Dougie McGuire

Personal information
- Full name: Douglas John McGuire
- Date of birth: 6 September 1967 (age 58)
- Place of birth: Bathgate, Scotland
- Position: Right winger

Youth career
- 1982–1986: Celtic Boys Club

Senior career*
- Years: Team / Apps / (Gls)
- 1986–1988: Celtic / 2 / (0)
- 1987: → Dumbarton (loan) / 3 / (0)
- 1988: → Sunderland (loan) / 1 / (0)
- 1988–1990: Coventry / 4 / (0)
- 1990–1991: Cumnock Juniors
- 1991–1995: Queen of the South / 86 / (12)
- 1995–1996: Stranraer / 21 / (2)
- 1996–1997: Albion Rovers / 16 / (3)
- Total:  / 133 / (17)

Managerial career
- 2008–2009: Ardeer Thistle

= Dougie McGuire =

Scottish footballer and manager (born 1967)

Dougie McGuire (born 6 September 1967) is a Scottish former professional footballer who played as a right winger for Celtic, Queen of the South, Stranraer and Albion Rovers in Scotland and also Coventry in England.

==Career==
McGuire's youth career was at Celtic Boys Club before he was signed by Celtic in 1986, where he stayed for two seasons and played in two league matches and also a Scottish League Cup match and a European game. McGuire's debut was on 22 November 1986, when he replaced Tony Shepherd in a home match at half-time versus Falkirk. The Bhoys were 2–1 down at the time and he created two goals to achieve victory. During his time at Celtic Park McGuire also had loan spells with Dumbarton (three league games) and Sunderland (one league game).

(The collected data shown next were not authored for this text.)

PR #194, opened 2020-05-13
Fix absence of linux.* attribute in config

### LINKED ISSUE #193: LXD provider does not work with "linux.kernel_modules" config property
When I use `linux.kernel_modules` in the `config` section of the `lxd_container`, provider passes it to LXD and properly creates the container, but after checking that the plan is equal to the applied state the property is absent in the state and as a result it produces changes.
As for "linux.kernel_modules" property it tries to re-create the container which is not valid behavior in this circumstances.

arren-ru:
Added support for linux.kernel_modules attribute in config section.

Fixes #193

### DIFF
--- a/lxd/resource_lxd_container.go
+++ b/lxd/resource_lxd_container.go
@@ -405,6 +405,8 @@ func resourceLxdContainerRead(d *schema.ResourceData, meta interface{}) error {
 			config[k] = v
 		} else if strings.HasPrefix(k, "raw.") {
 			config[k] = v
+		} else if strings.HasPrefix(k, "linux.") {
+			config[k] = v
 		} else if strings.HasPrefix(k, "security.") {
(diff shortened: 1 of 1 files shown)


arren-ru:
Also I found a bunch of attributes which are not being merged into config schema.
https://lxd.readthedocs.io/en/latest/instances/#keyvalue-configuration
I would add all the namespaces listed on that page.

jtopjian:
@arren-ru Thanks for submitting this. Can you rebase this on top of master? That should fix the Travis issue.

arren-ru:
> @arren-ru Thanks for submitting this. Can you rebase this on top of master? That should fix the Travis issue.

Seems to be I already did that :)

jtopjian:
Ah, yes - my mistake.

PR #205, opened 2020-09-05
Updates required to publish to the Terraform Registry

jtopjian:


jtopjian:
@sl1pm4t I went through the process described here (https://www.terraform.io/docs/registry/providers/publishing.html) to publish my Sensu provider (https://registry.terraform.io/providers/jtopjian/sensu/latest). It was fairly straightforward.

The changes in this PR will take care of 80% of things. The other 20% are things you'll need to do:

1. Generate a GPG key
2. Sign in at registry.terraform.io
3. Add the GPG public key
4. Add the GPG private key and passphrase as secrets to this repo

arren-ru:
@jtopjian 
btw, I already published some versions here – https://registry.terraform.io/providers/arren-ru/lxd
Also I found that docs hierarchy is not correct for publishing at the registry.

PR #207, opened 2020-09-19
Migrate to the Terraform Plugin SDK

jgraichen:
While getting more comfortable around the provider and the terraform plugin environment I've decided to migrate the provider to the standalone plugin SDK as recommended here: https://www.terraform.io/docs/extend/plugin-sdk.html.

> » Why a separate module?
> 
> While the helper/* and other packages in Terraform Core has served us well, in order for provider development to evolve, the SDK needed to break out into its own repository. Terraform Core's versioning has been oriented towards practitioners. With the "unofficial" SDK existing in the core repository, the SDK becomes tied to Core releases and cannot follow semantic versioning. The new standalone SDK github.com/hashicorp/terraform-plugin-sdk follows sematic versioning starting with v1.0.0.

This might ease maintaining and appears to result in a bit smaller binaries too:

> -rwxr-xr-x  1 - -  47M Sep 19 16:41 terraform-provider-lxd
> -rwxr-xr-x  1 - -  49M Sep 19 16:42 terraform-provider-lxd-master


jtopjian (approved):
LGTM - thank you for doing this.

PR #212, opened 2020-10-22
Add target attribute to container resource for LXD cluster

jgraichen:
The target attributes allows placing a container on a specific node in a LXD cluster.

---

I have not found a useful way for testing without setting up a multi-node LXD cluster. Are you fine with skipping tests here?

In August 1988, McGuire signed for Coventry City in a £40,000 deal and went on to play in four league matches in the 1989-90 season. During his time as Highfield Road, some of McGuire's teammates included Steve Ogrizovic, Kevin Gallacher, Kevin Drinkell, David Speedie and Cyrille Regis.

McGuire then played briefly for Cumnock Juniors before he was signed by Ally MacLeod for Queen of the South in Dumfries at the start of the 1991-92 season. McGuire spent four seasons at Palmerston Park and played in 86 league matches and scored 12 goals.

McGuire then moved to the Doonhamers neighbours Stranraer for the 1995-96 season, where he played in 21 league matches and scored two goals.

McGuire then signed for Albion Rovers for the 1996-97 season, where he played in 16 league matches and scored 3 goals that were all penalties in the same match versus Arbroath, which was a Scottish Football League record until Paul Hartley, then playing for Aberdeen, equalled the feat on the opening day of the 2010-11 season.

McGuire then enjoyed a long career in the rough-and-tumble of the Scottish Junior circuit in Ayrshire, encompassing two spells at Irvine Meadow and spells at Ardeer Thistle, Ardrossan Winton Rovers and Dalry Thistle.

McGuire later went on to be the manager of Ardeer Thistle for the 2008–09 season.